WORK TASK: Indicate, with the number alone, how many lines in the listing below hold the string "feikesteenbergen".

DATA FOR REVIEW:
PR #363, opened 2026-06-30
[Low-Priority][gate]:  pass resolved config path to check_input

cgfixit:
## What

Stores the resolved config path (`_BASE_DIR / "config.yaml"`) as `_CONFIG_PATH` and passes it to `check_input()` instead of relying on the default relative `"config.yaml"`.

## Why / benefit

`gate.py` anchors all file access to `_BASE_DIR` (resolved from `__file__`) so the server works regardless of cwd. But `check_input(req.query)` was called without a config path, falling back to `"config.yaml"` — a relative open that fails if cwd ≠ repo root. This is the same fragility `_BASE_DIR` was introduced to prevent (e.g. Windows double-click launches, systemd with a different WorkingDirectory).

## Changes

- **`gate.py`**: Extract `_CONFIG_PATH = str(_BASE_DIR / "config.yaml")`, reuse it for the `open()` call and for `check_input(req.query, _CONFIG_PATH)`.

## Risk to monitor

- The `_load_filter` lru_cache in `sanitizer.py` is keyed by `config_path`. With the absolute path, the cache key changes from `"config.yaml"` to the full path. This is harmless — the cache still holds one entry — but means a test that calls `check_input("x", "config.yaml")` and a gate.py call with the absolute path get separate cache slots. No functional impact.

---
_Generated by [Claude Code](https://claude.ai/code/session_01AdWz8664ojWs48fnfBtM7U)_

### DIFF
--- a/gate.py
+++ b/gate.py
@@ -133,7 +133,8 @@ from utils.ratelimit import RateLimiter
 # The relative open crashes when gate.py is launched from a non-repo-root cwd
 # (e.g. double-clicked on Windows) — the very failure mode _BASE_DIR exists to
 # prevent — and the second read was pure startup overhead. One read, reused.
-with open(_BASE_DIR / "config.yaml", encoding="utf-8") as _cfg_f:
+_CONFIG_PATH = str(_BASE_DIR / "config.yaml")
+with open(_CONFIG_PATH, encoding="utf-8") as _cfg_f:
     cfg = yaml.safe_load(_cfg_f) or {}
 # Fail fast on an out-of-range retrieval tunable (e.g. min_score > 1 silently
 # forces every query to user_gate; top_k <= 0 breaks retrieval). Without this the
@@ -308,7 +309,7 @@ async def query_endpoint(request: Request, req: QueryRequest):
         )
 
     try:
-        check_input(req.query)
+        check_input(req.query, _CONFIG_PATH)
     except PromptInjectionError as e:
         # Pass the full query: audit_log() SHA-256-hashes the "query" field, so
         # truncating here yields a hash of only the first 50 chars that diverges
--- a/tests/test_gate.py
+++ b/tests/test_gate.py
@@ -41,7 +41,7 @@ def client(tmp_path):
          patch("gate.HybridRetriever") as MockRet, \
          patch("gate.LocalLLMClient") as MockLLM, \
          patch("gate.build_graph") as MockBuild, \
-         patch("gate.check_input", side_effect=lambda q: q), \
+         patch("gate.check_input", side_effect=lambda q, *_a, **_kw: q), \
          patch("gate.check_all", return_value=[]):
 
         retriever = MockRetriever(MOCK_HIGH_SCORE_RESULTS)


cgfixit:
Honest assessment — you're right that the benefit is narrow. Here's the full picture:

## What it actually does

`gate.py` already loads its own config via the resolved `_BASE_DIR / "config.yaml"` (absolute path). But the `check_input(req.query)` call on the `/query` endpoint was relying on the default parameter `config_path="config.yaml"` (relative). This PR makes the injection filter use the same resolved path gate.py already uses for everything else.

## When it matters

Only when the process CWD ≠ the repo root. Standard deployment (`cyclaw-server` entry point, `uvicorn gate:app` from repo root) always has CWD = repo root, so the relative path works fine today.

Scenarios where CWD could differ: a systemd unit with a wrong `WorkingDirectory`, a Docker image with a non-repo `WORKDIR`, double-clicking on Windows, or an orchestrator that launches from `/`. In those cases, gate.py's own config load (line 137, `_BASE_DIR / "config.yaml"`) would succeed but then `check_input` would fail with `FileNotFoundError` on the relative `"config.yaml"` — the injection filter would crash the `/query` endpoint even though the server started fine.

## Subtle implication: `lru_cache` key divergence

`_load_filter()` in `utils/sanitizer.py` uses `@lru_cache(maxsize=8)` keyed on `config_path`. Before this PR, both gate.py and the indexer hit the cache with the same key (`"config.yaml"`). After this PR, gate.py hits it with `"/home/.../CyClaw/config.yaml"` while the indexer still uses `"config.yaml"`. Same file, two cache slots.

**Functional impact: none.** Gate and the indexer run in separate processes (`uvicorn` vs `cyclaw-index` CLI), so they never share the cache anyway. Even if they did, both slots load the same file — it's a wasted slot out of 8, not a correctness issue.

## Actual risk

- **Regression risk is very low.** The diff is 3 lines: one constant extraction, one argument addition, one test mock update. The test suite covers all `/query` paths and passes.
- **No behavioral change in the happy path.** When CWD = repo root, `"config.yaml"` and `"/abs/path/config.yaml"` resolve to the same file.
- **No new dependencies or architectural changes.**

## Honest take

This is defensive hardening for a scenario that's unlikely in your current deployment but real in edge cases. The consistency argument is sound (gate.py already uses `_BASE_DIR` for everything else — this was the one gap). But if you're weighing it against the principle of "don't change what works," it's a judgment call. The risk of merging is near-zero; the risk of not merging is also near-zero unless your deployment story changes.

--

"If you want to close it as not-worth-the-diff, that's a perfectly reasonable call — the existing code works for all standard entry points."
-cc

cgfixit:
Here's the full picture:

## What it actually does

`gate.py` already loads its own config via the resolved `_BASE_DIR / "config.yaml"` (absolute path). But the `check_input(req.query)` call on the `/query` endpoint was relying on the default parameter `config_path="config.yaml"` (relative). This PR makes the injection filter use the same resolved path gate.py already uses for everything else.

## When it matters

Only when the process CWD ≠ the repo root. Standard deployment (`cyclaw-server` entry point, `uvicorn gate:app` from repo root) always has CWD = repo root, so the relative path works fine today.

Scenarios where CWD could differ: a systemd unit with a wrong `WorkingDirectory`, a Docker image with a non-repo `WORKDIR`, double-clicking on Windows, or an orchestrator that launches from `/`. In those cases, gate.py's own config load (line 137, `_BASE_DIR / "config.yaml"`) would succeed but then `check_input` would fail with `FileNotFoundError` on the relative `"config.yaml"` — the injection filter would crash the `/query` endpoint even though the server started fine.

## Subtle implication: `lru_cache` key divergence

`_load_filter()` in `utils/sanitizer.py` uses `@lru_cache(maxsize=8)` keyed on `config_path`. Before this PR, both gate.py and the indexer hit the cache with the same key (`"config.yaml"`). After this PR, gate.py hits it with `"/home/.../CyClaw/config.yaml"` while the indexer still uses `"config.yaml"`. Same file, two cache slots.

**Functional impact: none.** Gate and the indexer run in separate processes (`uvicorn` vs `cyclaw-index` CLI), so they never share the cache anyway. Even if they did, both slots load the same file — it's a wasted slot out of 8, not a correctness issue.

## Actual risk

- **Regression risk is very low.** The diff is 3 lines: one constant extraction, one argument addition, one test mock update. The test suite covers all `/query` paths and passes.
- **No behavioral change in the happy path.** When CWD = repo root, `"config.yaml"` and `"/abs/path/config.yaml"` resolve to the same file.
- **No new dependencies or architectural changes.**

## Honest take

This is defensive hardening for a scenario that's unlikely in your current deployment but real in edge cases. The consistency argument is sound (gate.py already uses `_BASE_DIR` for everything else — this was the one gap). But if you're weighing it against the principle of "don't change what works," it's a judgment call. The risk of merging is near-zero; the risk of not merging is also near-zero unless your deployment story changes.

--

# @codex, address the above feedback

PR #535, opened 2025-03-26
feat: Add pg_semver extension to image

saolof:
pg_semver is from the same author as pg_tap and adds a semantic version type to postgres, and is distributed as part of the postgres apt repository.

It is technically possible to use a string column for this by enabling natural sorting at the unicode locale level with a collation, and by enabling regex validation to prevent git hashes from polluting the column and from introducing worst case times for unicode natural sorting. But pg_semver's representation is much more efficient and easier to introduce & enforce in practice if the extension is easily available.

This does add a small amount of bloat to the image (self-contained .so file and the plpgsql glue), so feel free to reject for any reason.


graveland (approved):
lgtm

--

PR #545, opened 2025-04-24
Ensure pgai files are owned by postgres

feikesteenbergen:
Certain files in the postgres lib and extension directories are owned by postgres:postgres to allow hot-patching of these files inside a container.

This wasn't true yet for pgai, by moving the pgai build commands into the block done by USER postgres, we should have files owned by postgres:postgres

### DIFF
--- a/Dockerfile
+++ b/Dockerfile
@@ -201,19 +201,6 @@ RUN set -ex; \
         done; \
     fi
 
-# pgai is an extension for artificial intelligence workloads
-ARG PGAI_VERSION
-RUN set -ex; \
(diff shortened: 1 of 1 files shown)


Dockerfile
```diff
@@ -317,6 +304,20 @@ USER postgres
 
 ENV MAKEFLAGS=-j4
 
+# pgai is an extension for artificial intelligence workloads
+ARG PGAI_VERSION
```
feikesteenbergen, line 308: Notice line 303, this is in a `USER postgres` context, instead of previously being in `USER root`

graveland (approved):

WRITTEN ANSWER: 2